THE TASK:
In the data below, find each line carrying the string "because" and copy it out.

[Opening INFORMATION SHOWN section]

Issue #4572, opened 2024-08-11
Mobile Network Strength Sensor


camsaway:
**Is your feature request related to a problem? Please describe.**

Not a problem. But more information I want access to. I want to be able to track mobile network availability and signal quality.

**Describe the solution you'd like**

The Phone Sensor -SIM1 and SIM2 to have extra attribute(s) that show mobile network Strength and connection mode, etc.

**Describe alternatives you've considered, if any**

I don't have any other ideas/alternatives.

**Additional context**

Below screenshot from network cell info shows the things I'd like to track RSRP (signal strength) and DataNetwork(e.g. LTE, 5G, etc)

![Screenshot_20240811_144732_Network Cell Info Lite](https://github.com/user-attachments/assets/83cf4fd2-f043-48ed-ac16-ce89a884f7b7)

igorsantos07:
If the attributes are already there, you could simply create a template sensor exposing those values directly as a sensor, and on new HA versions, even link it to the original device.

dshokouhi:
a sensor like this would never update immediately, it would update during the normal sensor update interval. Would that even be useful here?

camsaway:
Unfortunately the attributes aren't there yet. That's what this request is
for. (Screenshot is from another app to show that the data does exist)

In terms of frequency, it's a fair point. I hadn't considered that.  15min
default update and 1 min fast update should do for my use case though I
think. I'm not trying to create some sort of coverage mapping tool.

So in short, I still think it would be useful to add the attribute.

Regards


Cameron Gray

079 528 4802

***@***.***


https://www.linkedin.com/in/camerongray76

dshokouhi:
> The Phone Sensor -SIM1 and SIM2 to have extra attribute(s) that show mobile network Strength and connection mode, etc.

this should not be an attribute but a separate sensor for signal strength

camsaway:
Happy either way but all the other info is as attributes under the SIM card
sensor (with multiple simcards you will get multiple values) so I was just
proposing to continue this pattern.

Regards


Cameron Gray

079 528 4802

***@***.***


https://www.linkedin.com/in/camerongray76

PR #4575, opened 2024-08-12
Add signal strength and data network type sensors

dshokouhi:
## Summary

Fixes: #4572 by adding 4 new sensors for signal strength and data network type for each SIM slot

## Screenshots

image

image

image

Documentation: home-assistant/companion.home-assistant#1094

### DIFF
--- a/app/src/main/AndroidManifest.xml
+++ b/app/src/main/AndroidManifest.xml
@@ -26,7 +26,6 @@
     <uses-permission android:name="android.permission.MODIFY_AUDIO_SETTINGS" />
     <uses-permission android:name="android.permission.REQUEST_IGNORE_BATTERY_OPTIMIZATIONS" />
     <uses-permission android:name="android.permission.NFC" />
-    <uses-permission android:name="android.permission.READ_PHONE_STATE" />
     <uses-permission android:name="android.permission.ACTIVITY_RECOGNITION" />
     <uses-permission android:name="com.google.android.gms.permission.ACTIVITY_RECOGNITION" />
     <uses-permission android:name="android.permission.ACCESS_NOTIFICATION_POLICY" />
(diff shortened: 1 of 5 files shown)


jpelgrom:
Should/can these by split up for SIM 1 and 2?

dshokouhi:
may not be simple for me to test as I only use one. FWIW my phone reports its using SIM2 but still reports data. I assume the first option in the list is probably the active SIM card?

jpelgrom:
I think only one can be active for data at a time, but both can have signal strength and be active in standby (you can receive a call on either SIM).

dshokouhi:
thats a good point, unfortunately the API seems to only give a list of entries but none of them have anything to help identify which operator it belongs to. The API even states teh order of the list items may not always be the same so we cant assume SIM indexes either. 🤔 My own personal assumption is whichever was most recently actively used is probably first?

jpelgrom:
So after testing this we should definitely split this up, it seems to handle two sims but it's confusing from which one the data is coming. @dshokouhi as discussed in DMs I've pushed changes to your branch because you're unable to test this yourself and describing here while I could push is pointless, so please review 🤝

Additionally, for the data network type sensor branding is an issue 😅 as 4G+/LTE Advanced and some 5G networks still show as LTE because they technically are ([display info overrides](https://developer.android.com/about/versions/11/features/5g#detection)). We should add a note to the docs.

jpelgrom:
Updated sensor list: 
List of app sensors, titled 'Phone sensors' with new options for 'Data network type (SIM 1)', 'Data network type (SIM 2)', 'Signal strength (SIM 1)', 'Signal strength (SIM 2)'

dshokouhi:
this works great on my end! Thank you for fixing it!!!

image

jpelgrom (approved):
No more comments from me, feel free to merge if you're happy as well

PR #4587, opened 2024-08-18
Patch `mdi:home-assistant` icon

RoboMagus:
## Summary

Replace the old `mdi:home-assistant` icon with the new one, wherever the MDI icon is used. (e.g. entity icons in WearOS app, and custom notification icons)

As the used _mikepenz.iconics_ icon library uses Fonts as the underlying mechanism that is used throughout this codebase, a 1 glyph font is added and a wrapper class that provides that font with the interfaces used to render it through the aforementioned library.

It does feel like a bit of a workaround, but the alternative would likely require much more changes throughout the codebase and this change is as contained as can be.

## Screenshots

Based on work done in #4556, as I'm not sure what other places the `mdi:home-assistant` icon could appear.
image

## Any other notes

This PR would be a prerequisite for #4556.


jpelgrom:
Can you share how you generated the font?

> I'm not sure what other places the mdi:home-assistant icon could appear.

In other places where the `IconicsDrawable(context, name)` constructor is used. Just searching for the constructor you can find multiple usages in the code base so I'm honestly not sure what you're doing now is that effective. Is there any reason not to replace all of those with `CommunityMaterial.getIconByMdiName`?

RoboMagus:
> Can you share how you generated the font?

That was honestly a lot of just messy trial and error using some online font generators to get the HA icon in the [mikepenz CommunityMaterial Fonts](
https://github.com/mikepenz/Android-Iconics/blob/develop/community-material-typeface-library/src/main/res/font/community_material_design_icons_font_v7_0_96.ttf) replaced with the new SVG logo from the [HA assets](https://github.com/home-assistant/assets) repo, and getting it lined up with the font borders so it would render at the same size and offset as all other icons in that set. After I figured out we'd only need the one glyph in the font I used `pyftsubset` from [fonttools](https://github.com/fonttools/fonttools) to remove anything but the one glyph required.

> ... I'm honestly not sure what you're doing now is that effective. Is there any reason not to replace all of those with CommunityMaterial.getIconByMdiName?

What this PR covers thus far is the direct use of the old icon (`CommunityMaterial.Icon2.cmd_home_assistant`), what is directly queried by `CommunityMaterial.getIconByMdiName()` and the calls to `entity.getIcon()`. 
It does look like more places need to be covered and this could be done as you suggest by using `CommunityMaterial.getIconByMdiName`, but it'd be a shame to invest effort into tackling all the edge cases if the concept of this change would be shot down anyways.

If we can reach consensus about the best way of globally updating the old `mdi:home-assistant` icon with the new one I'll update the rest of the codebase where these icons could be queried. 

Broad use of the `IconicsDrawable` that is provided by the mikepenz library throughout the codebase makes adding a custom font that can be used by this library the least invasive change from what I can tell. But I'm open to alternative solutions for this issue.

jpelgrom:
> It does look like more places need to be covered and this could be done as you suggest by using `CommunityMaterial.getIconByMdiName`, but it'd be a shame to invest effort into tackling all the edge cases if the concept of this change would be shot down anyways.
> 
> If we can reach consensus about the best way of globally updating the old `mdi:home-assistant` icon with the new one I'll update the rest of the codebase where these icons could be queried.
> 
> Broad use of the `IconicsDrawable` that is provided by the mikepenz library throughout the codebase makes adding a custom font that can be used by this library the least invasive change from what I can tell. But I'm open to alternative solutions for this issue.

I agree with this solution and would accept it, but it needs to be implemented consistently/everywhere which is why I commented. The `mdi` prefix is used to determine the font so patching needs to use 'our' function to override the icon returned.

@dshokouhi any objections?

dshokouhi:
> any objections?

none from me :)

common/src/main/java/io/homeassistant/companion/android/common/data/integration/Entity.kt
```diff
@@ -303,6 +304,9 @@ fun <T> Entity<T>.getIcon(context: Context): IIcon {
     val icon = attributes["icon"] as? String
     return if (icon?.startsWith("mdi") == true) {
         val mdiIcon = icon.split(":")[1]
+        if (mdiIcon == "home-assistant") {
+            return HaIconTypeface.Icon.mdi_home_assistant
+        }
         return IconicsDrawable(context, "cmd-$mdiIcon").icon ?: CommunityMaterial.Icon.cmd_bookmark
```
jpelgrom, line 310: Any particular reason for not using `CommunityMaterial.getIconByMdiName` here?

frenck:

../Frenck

[Closing INFORMATION SHOWN section]

EXERCISE RESULT:
So after testing this we should definitely split this up, it seems to handle two sims but it's confusing from which one the data is coming. @dshokouhi as discussed in DMs I've pushed changes to your branch because you're unable to test this yourself and describing here while I could push is pointless, so please review 🤝
Additionally, for the data network type sensor branding is an issue 😅 as 4G+/LTE Advanced and some 5G networks still show as LTE because they technically are ([display info overrides](https://developer.android.com/about/versions/11/features/5g#detection)). We should add a note to the docs.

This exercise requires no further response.